***** Provided data
PR #9742, opened 2026-04-22
[Issue #7654] Change auth on our opportunity search endpoint to JWT + User Key Auth

kkrug:
## Summary

Fixes for #7654 

## Changes proposed

- Updated opportunity_routes.py to change the auth on `POST /v1/opportunities/search` and `POST /v1/opportunities/search/csv` to `jwt_or_api_user_key_multi_auth`
- Updated test_opportunity_auth.py to add `test_opportunity_unauthorized_401_jwt`
- Updated test_opportunity_route_search.py to replace the `api_auth_token / X-Auth` usage with `user_api_key_id / X-API-Key`

## Context for reviewers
**********
§ **Aim of the exercise**: The whole of the material above should be given again exactly.

§ **Result below**:
PR #9742, opened 2026-04-22
[Issue #7654] Change auth on our opportunity search endpoint to JWT + User Key Auth

kkrug:
## Summary

Fixes for #7654 

## Changes proposed

- Updated opportunity_routes.py to change the auth on `POST /v1/opportunities/search` and `POST /v1/opportunities/search/csv` to `jwt_or_api_user_key_multi_auth`
- Updated test_opportunity_auth.py to add `test_opportunity_unauthorized_401_jwt`
- Updated test_opportunity_route_search.py to replace the `api_auth_token / X-Auth` usage with `user_api_key_id / X-API-Key`

## Context for reviewers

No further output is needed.